What the exercise asks: When the line containing "PR #843, opened 2024-10-15" is reached, begin transcribing. Continue exactly through the final line of the listing, and return nothing else.

Data extract:
PR #842, opened 2024-10-15
Fix LatticeObservable

lfarv:
A bug in `LatticeObservable` caused a crash for scalar `Element` parameters (like `Length` to `K`). This is fixed here.


swhite2401 (approved):
Ok for me

PR #843, opened 2024-10-15
Fix the "repr" representation of Elements (after numpy2.0)

lfarv:
Since the release of numpy 2.0, the"repr" representation of `Element` objects is polluted by "np.float64" strings. Example:
```
Quadrupole('QF1A', 0.311896, np.float64(2.5394599781303304))
```
Unlike the .m file output already fixed, this has no apparent consequence, the .repr format still works, so the fix is purely cosmetic. The new output is:
```
Quadrupole('QF1A', 0.311896, 2.5394599781303304)
```

Additionally, `elements.py` was reformatted…


lfarv:
Note: the tests require #842 to be applied !

swhite2401 (approved):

Answer space:
PR #843, opened 2024-10-15
Fix the "repr" representation of Elements (after numpy2.0)

lfarv:
Since the release of numpy 2.0, the"repr" representation of `Element` objects is polluted by "np.float64" strings. Example:
```
Quadrupole('QF1A', 0.311896, np.float64(2.5394599781303304))
```
Unlike the .m file output already fixed, this has no apparent consequence, the .repr format still works, so the fix is purely cosmetic. The new output is:
```
Quadrupole('QF1A', 0.311896, 2.5394599781303304)
```

Additionally, `elements.py` was reformatted…


lfarv:
Note: the tests require #842 to be applied !

swhite2401 (approved):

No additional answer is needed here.